» **What to work on**
Nothing but the lines from the one that contains "Merging this, not" through the end of the data should be reproduced, and each must match exactly.

** Source data follows **

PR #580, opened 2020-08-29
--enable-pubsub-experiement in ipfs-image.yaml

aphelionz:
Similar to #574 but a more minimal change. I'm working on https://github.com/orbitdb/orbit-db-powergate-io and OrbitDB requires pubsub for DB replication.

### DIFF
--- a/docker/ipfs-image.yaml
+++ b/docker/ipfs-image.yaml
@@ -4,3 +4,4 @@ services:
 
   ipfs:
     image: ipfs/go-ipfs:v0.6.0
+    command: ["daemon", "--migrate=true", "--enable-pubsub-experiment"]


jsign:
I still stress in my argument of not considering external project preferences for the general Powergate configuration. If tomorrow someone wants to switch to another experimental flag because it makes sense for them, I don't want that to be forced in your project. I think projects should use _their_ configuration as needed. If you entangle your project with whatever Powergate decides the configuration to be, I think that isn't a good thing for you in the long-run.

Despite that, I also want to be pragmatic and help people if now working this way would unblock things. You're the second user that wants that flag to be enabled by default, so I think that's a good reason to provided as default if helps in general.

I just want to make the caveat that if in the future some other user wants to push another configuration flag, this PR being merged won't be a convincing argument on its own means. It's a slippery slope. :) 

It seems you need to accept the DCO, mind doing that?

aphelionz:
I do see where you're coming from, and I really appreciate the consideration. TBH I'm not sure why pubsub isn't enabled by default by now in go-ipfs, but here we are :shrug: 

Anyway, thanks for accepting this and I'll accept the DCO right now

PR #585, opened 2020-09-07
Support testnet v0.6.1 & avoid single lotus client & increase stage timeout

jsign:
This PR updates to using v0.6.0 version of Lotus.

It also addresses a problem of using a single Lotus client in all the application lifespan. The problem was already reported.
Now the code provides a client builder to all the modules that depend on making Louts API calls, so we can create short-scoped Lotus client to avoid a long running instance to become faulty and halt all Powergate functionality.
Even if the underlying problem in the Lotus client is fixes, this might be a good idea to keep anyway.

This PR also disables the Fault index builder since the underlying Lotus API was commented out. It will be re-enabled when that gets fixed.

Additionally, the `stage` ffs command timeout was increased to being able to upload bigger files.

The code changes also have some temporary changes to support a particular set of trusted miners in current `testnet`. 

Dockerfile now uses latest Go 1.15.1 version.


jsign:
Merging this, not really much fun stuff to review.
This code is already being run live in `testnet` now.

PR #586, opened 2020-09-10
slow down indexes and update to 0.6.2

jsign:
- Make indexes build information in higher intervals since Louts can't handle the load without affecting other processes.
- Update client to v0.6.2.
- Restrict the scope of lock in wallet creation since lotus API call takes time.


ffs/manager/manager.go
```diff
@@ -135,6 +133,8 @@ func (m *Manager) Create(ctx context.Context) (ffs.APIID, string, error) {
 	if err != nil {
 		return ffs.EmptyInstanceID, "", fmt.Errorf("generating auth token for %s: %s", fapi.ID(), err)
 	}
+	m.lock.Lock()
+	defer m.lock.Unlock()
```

** End of Source data **

» **Written response**
Merging this, not really much fun stuff to review.
This code is already being run live in `testnet` now.

PR #586, opened 2020-09-10
slow down indexes and update to 0.6.2

jsign:
- Make indexes build information in higher intervals since Louts can't handle the load without affecting other processes.
- Update client to v0.6.2.
- Restrict the scope of lock in wallet creation since lotus API call takes time.


ffs/manager/manager.go
```diff
@@ -135,6 +133,8 @@ func (m *Manager) Create(ctx context.Context) (ffs.APIID, string, error) {
 	if err != nil {
 		return ffs.EmptyInstanceID, "", fmt.Errorf("generating auth token for %s: %s", fapi.ID(), err)
 	}
+	m.lock.Lock()
+	defer m.lock.Unlock()
```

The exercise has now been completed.